Personally I have an old Pentium M laptop (2003 era) that I'd like to run Kubuntu on; howeversince the proc isn't even PAE Ubuntu is a PITA any way. But it's also got other issues (WiFi, 1.25GB RAM, etc)...I doubt I'll ever really get to revive it any more.
That said...from trying Kubuntu on an RPi2 and RPi3 (2GB RAM), and recently on a Pine64 (4GB RAM) Laptop :D...
4GB of RAM for KDE even with turning of nearly all effects tends to be a bit of a limiter unless you have a really good video card to go with it.It's not that it doesn't run - but things are a bit slow; Chrome/Firefox are nearly impossible, though rekonq is decent. So it comes down to the tools you want to use.
That said, Intel is still releasing 32-bit x86 CPUs - which I've pointed out in other forums (G+/Ubuntu) on this same question - and that's not necessarily embedded either.
$0.02
Ben
http://ark.intel.com/Search/FeatureFilter?productType=processors&FilterCurrentProducts=true&EM64=false&InstructionSet=32-bit

    On Sunday, July 2, 2017 9:43 PM, David Lang <david at lang.hm> wrote:
 

 There have been a few odd corner cases, but just about everything in userspace 
doesn't care if the kernel is 32 bit or 64 bit. People started running 64 bit 
kernels with 32 bit userspace fairly early on, and it's only gotten better.
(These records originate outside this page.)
PR #20013, opened 2026-04-28
core tests: migrate more turns to permission profiles

bolinfest:
## Summary
- Migrate another batch of direct `Op::UserTurn` test construction from legacy `SandboxPolicy` values to `PermissionProfile` inputs via `turn_permission_fields()`.
- Replace a one-off read-only `SandboxPolicy` bridge in the macOS exec test with `PermissionProfile::read_only()`.
- Reduce `SandboxPolicy` references in `codex-rs/core/tests` from 32 files at the start of the cleanup stack to 27 files.

## Testing
- `just fmt`
- `just fix -p codex-core`


bolinfest:
[codex] Addressed in 5f618ba516fc. Remote start/resume/fork sandbox-mode mapping now treats any managed profile with writable roots as workspace-write instead of only checking whether cwd itself is writable; added coverage for a non-cwd write root.

PR #20015, opened 2026-04-28
core tests: configure profiles directly

bolinfest:
## Summary
- Replace legacy sandbox config setup in delegate and telemetry tests with direct `PermissionProfile` configuration.
- Move no-sandbox and read-only test turns in `tools.rs`, `code_mode.rs`, `user_shell_cmd.rs`, and `model_visible_layout.rs` from legacy `SandboxPolicy` values to `PermissionProfile` helpers, while leaving the deny-glob read-only compatibility case for a later targeted cleanup.
- Use `PermissionProfile::read_only()` where tests need managed read-only behavior and `PermissionProfile::Disabled` where they intentionally need no sandbox.
- Reduce `SandboxPolicy` references in `codex-rs/core/tests` from 27 files after #20013 to 22 files.

## Testing
- `just fmt`

### DIFF
--- a/codex-rs/core/tests/suite/code_mode.rs
+++ b/codex-rs/core/tests/suite/code_mode.rs
@@ -11,10 +11,10 @@ use codex_models_manager::bundled_models_response;
 use codex_protocol::dynamic_tools::DynamicToolCallOutputContentItem;
 use codex_protocol::dynamic_tools::DynamicToolResponse;
 use codex_protocol::dynamic_tools::DynamicToolSpec;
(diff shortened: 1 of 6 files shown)


bolinfest:
[codex] Addressed in 5f618ba516fc, which is in this stack below #20015. Remote start/resume/fork sandbox-mode mapping now treats any managed profile with writable roots as workspace-write instead of only checking whether cwd itself is writable; added coverage for a non-cwd write root.

PR #20023, opened 2026-04-28
Respect filesystem read policy for fileParams uploads

colby-oai:
Adds a filesystem read-policy check before Codex uploads local files for `openai/fileParams` MCP tool arguments. If a resolved file path is not readable under the current turn’s sandbox policy, the tool call now fails before opening or uploading the file. Includes regression coverage for deny-read behavior.

### DIFF
--- a/codex-rs/core/src/mcp_openai_file.rs
+++ b/codex-rs/core/src/mcp_openai_file.rs
@@ -112,19 +112,6 @@ async fn build_uploaded_local_argument_value(
     file_path: &str,
 ) -> Result<JsonValue, String> {
     let resolved_path = turn_context.resolve_path(Some(file_path.to_string()));
-    if !turn_context
-        .file_system_sandbox_policy()
-        .can_read_path_with_cwd(resolved_path.as_path(), turn_context.cwd.as_path())
-    {
-        return Err(match index {
-            Some(index) => format!(
-                "reading `{file_path}` for `{field_name}[{index}]` is blocked by the filesystem sandbox policy"
-            ),
-            None => format!(
-                "reading `{file_path}` for `{field_name}` is blocked by the filesystem sandbox policy"
-            ),
-        });
-    }
     let Some(auth) = auth else {
         return Err(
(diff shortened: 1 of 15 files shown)


codex-rs/core/src/mcp_openai_file.rs
```diff
@@ -103,6 +103,19 @@ async fn build_uploaded_local_argument_value(
     file_path: &str,
 ) -> Result<JsonValue, String> {
     let resolved_path = turn_context.resolve_path(Some(file_path.to_string()));
+    if !turn_context
+        .file_system_sandbox_policy()
+        .can_read_path_with_cwd(resolved_path.as_path(), turn_context.cwd.as_path())
```
viyatb-oai: This still performs a policy pre-check in core and then `upload_local_file()` reopens the path with ordinary local filesystem APIs (`tokio::fs::metadata` / `File::open`). That is the unsafe part: the actual dereference/read is not happening through the sandboxed exec-server filesystem path, so a symlink target or swapped path can differ from what the pre-check approved.

Fix: make the file read go through the exec-server filesystem abstraction with the turn sandbox context, then upload the bytes that came back from that operation. Concretely:

- build the sandbox context from the turn, e.g. `let sandbox = turn_context.file_system_sandbox_context(/*additional_permissions*/ None);`;
- get the active environment filesystem and call its sandboxed read, e.g. `environment.get_filesystem().read_file(&resolved_path, Some(&sandbox)).await`;
- feed those bytes, size, and file name into a new `codex_api` upload helper that uploads an already-open/read byte stream instead of reopening the path;
- remove the separate `can_read_path_with_cwd()` guard and the later unsandboxed `tokio::fs::metadata` / `File::open` path.

This preserves symlink behavior safely: if the symlink target is readable under the sandbox, the exec-server fs read returns the bytes; if it points at denied content, that read fails. Please include a regression test for a readable-looking symlink that targets a denied file.

starr-openai (approved):

PR #20049, opened 2026-04-28
feat: expose provider capability bounds to app server clients

celia-oai:
follow up of #19442. The app server now exposes provider-derived bounds through a new v2 `modelProvider/read` method. The response reports the configured provider map key as `modelProvider` and returns the effective capability booleans so clients can align their UI with the same provider-owned limits used by core.


codex-rs/app-server-protocol/src/protocol/common.rs
```diff
@@ -496,6 +496,10 @@ client_request_definitions! {
         params: v2::ModelListParams,
         response: v2::ModelListResponse,
     },
+    ModelProviderRead => "modelProvider/read" {
```
shijie-oai: Should we do something like `activeModelProvider/read`? `modelProvider/read` sounds like we can pass in a model provider name and get the object back. Also wondering if we want to scope it down more (i.e. `modelProvider/capability/read`) or keep it high level for future extendability.

celia-oai: good call, will change it to `currentModelProvider/read`

codex-rs/app-server-protocol/src/protocol/common.rs
```diff
@@ -496,6 +496,10 @@ client_request_definitions! {
         params: v2::ModelListParams,
         response: v2::ModelListResponse,
     },
+    CurrentModelProviderRead => "currentModelProvider/read" {
```
pakrym-oai: modelProvider/read?

celia-oai: i changed it from that because of Shijie's comment above haha: https://github.com/openai/codex/pull/20049#discussion_r3156546428

owenlin0: I'm not a fan of `current*` because you can apply that reasoning to things like `currentAccount/read`, `currentConfig/read`, etc. and it just feels boilerplatey

owenlin0: `modelProviderCapabilities/read` ?

celia-oai: let's do `modelProvider/capabilities/read`

owenlin0: agreed

pakrym-oai (approved):

PR #1769, opened 2024-10-06
Update maven wrapper version

vadi2:
Update mvnw - the linked version was 8 years old, and I was getting a warning about the maven version it downloaded no longer being compatible.


vadi2:
@dotasek done.

dotasek (approved):

PR #1774, opened 2024-10-09
Move new DocumentBuilderFactory calls to XMLUtils

dotasek:
Have a single utility method for generating DocumentBuilderFactory that always sets "http://apache.org/xml/features/disallow-doctype-decl" to true, and `setXIncludeAware(false)`


grahamegrieve (approved):
ok

PR #1782, opened 2024-10-15
base workercontext adjustements

oliveregger:
added support for NamingSystem and adapting actors, requirements, questionnaire and search parameters.


grahamegrieve (approved):
thanks

PR #1785, opened 2024-10-18
Adding missing lombok anntation (cannot build without it from scratch)

jkiddo:


dotasek:
I'm not sure I follow here; all of the pipelines are building just fine without this in place, and they always start on a completely new VM. 

What situation produces the issue that this solves?

oliveregger:
> I'm not sure I follow here; all of the pipelines are building just fine without this in place, and they always start on a completely new VM.
> 
> What situation produces the issue that this solves?

for me it was a local maven build in the console for a dependent build (building upon org.hl7.fhir.core), strangely in the IDE (VSCode) I did not have any issue

dotasek (approved):
This is consistent with the lombok docs:

https://projectlombok.org/setup/maven

If it fixes problems, it's likely the right solution. In any case, isn't impacting the build negatively. I'm surprised I haven't run into it before now.

dotasek:
Validation tests are failing for unrelated fhir-test-cases reasons.

PR #1788, opened 2024-10-25
Manage FhirRequestBuilders via ManagedWebAccess

dotasek:
Rework ManagedWebAccess and the various FhirRequestBuilders to ensure the following:

* FhirRequestBuilders and SimpleHTTPClient should always use ManagedWebAccess to:
  * Set the 'User-Agent'
  * Set appropriate 'Authorization' or 'Api-Key' headers


dotasek:
Merging after Zulip confirmation from @grahamegrieve

PR #1793, opened 2024-10-28
Fix expected generated code

dotasek:


dotasek:
The original PR for this change was merged to a non-master branch.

The bigger reason for running 32 bit is that you are on either very old 
hardware, or an embedded system that's really small/cheap hardware.

I would question if anyone is running KDE/Kubuntu on new, small/cheap 32bit 
x86 hardware (there are a lot of people running on 32 bit ARM hardware)

But there are probably a lot of old laptops/desktops around that aren't 64 bit 
(but they are getting quite old by now). There are two questions about this 
hardware

1. is there enough of it to have kubuntu worry about it

2. is the performance of kubuntu on such limited hardware (memory and cpu) worth 
it.

Remember, we are talking about single-core system, most of which will only have 
a GB or two of ram (4G max except for corner cases that are messy to support)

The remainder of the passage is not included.